PR #5189, opened 2023-08-30
Image refresh for fedora-38

cockpituous:
Image refresh for fedora-38
 * [x] image-refresh fedora-38
 * [x] https://github.com/cockpit-project/cockpit/pull/19267


cockpituous:
Success. Log: https://cockpit-logs.us-east-1.linodeobjects.com/image-refresh-logs/fedora-38-20230830-230202.log

cockpituous:
image-refresh fedora-38 done: https://github.com/cockpit-project/bots/commits/image-refresh-fedora-38-20230830-230707

cockpituous:
Completed. Log: Error accessing /repos/cockpit-project/bots/pulls
  Status: 422
  Reason: Unprocessable Entity
  Response: {"message":"The specified issue is already attached to a pull request.","errors":[{"value":5189,"resource":"PullRequest","field":"issue","code":"invalid"}],"documentation_url":"https://docs.github.com/rest/pulls/pulls#create-a-pull-request"}

martinpitt:
[This may require a pixel update](https://cockpit-logs.us-east-1.linodeobjects.com/pull-5189-20230830-230425-9f66c7a0-fedora-38-networking-cockpit-project-cockpit/log.html)

martinpitt:
I think the reason is that the string got wider, and the original reference marks only the original area as "ignore me"; that happens via transparency or some other magic value in the ref png. So what happens is that the wider string now flows outside that marked area, and thus becomes diff-y; if we accept that new reference, that will just make the ignored area wider, and thus should work with both the old and new image, and woud also conceptually be correct; does that make sense @mvollmer , or am I misunderstanding how ignoring works?

martinpitt (approved):

PR #5200, opened 2023-09-01
Detect nightly triggers without an open PR better

jelly:
For direct triggered tests using `./tests-trigger` issues where being created for failing tests. Before 14b13cb3bc0cdf7df9740 an status event would trigger tests-scan and look up the pull request for the given sha, given the introduction of the `elif sha` condition it would now omit the `--pull-number` creating an issue when the test failed.

As we only want this functionality for the nightly scenario triggered on main, introduce a check if an open pull request exists.

### DIFF
--- a/task/github.py
+++ b/task/github.py
@@ -376,6 +376,12 @@ class GitHub(object):
             result = result + issues
         return result
 
+    def has_open_prs(self, sha):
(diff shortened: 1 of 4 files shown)


martinpitt (approved):
:cowboy_hat_face:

→ **Exercise directions**:
If the string "only" appears in a line of the entries, report the line.

→ **Reply**:
I think the reason is that the string got wider, and the original reference marks only the original area as "ignore me"; that happens via transparency or some other magic value in the ref png. So what happens is that the wider string now flows outside that marked area, and thus becomes diff-y; if we accept that new reference, that will just make the ignored area wider, and thus should work with both the old and new image, and woud also conceptually be correct; does that make sense @mvollmer , or am I misunderstanding how ignoring works?
As we only want this functionality for the nightly scenario triggered on main, introduce a check if an open pull request exists.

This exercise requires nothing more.